◆ WORK REQUEST: Collect from the data below each line with "nested".

◆ DATASET RECORDS:
▬▬▬▬▬▬
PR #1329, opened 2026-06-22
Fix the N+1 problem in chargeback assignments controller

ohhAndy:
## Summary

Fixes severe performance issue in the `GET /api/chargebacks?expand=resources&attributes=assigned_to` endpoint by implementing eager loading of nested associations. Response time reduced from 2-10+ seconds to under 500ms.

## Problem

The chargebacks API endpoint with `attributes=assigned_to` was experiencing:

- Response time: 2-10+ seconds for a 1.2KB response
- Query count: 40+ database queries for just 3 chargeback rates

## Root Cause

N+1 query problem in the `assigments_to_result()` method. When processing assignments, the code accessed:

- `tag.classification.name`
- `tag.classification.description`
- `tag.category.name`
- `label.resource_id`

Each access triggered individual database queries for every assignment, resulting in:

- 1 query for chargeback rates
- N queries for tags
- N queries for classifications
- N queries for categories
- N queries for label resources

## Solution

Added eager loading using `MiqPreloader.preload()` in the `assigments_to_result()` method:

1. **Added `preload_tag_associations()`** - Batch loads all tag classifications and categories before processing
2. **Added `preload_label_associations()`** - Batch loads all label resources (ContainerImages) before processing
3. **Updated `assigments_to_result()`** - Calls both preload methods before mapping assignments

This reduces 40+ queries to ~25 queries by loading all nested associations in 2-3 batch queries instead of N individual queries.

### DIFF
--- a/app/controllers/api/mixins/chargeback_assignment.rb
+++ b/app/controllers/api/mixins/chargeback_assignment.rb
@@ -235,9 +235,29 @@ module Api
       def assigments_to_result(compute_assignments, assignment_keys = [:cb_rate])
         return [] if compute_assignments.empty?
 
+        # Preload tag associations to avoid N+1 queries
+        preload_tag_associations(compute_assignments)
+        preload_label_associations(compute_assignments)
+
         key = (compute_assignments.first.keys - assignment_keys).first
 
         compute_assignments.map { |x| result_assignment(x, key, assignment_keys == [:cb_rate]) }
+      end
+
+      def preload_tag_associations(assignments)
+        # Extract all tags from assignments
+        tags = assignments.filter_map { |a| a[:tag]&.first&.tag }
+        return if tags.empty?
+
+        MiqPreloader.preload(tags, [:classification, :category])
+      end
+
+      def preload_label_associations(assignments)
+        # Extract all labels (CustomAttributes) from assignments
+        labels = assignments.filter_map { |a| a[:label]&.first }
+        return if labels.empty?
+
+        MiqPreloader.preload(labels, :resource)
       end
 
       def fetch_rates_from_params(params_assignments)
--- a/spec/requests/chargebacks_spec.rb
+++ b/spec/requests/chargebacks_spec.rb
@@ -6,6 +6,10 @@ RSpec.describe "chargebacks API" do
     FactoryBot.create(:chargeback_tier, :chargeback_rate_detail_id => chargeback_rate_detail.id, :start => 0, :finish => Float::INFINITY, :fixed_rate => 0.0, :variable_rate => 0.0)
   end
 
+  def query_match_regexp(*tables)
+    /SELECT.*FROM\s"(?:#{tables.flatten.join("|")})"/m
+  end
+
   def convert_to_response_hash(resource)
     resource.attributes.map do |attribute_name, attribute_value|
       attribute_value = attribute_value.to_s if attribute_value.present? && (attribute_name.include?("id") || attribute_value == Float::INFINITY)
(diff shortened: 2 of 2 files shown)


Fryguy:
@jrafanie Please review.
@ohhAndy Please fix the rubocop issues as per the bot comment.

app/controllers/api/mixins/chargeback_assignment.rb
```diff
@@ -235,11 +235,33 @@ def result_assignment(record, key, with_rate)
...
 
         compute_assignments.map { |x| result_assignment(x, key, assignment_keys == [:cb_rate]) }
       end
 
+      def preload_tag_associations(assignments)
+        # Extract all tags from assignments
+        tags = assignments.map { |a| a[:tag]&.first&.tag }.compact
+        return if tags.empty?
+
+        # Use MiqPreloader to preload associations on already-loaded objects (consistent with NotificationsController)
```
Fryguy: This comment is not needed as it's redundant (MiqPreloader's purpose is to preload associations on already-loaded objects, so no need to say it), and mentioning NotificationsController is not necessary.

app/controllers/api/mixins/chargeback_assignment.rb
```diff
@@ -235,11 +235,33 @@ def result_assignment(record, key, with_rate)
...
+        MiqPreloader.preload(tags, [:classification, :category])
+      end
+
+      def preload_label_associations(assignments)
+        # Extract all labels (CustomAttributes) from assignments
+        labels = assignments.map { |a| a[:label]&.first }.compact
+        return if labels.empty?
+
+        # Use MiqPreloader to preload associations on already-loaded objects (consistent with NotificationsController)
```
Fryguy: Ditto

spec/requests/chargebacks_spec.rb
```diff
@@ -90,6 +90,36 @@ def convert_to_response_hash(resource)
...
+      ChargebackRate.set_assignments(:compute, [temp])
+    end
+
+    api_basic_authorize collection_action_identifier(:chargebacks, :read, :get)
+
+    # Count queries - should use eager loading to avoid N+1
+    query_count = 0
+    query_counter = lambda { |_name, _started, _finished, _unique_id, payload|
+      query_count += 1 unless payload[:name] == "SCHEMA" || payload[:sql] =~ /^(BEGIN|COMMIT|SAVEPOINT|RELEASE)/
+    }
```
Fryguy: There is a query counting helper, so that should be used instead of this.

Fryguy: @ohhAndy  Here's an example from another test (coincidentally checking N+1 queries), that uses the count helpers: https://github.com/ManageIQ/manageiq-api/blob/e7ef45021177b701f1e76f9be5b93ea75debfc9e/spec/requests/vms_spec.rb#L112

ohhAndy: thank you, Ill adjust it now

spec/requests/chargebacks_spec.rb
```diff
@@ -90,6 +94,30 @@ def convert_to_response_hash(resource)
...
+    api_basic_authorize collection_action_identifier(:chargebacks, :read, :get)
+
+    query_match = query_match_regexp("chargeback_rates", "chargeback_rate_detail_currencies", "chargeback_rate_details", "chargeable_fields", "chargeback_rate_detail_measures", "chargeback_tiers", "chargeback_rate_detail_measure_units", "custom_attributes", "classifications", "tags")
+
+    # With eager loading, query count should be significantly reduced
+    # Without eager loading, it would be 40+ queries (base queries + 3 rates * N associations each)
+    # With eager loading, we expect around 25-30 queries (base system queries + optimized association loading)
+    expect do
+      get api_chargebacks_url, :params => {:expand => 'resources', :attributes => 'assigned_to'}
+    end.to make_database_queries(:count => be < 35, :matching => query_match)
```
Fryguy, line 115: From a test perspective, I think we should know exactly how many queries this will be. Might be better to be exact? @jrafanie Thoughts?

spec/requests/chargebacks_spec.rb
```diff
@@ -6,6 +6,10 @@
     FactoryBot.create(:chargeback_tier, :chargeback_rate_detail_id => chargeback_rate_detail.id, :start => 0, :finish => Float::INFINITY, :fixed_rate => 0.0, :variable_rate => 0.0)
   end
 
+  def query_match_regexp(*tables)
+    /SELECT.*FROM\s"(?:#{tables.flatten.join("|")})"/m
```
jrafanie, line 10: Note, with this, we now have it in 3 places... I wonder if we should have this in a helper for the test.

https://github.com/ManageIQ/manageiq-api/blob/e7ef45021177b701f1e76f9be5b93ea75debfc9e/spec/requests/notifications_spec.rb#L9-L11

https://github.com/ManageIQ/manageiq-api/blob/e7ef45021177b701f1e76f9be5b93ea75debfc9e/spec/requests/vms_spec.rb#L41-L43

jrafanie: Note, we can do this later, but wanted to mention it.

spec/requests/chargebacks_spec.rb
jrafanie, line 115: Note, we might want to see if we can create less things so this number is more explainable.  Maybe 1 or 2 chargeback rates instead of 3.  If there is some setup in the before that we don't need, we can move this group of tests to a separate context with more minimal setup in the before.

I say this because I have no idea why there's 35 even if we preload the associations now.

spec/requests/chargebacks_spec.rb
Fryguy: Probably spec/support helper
▬▬▬▬▬▬
◆ SOLUTION FOR THIS EXERCISE:
Fixes severe performance issue in the `GET /api/chargebacks?expand=resources&attributes=assigned_to` endpoint by implementing eager loading of nested associations. Response time reduced from 2-10+ seconds to under 500ms.
This reduces 40+ queries to ~25 queries by loading all nested associations in 2-3 batch queries instead of N individual queries.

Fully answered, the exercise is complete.